● What is being asked
Set down exactly the lines in the records below that run from the line with "Issue #2536, opened 2023-09-28" to the line with "When the consumer", inclusive, and nothing more.

● Supplied records
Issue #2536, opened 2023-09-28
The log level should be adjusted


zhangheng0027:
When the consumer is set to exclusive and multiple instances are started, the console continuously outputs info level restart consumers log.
* * *
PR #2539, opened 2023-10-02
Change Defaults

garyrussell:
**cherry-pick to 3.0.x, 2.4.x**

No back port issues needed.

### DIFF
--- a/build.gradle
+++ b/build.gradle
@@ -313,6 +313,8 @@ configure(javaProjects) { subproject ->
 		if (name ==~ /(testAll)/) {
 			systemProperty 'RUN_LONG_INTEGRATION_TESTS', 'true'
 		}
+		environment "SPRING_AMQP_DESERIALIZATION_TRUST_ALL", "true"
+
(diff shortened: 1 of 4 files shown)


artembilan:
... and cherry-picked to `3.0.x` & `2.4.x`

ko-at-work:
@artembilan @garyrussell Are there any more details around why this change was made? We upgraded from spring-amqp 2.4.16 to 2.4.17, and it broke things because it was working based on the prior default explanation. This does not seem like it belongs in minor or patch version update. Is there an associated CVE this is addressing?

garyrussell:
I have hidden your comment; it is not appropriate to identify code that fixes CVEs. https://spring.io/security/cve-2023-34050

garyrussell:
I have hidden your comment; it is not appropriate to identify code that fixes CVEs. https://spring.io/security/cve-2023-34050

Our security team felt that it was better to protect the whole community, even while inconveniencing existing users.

● Solution to this exercise
Issue #2536, opened 2023-09-28
The log level should be adjusted


zhangheng0027:
When the consumer is set to exclusive and multiple instances are started, the console continuously outputs info level restart consumers log.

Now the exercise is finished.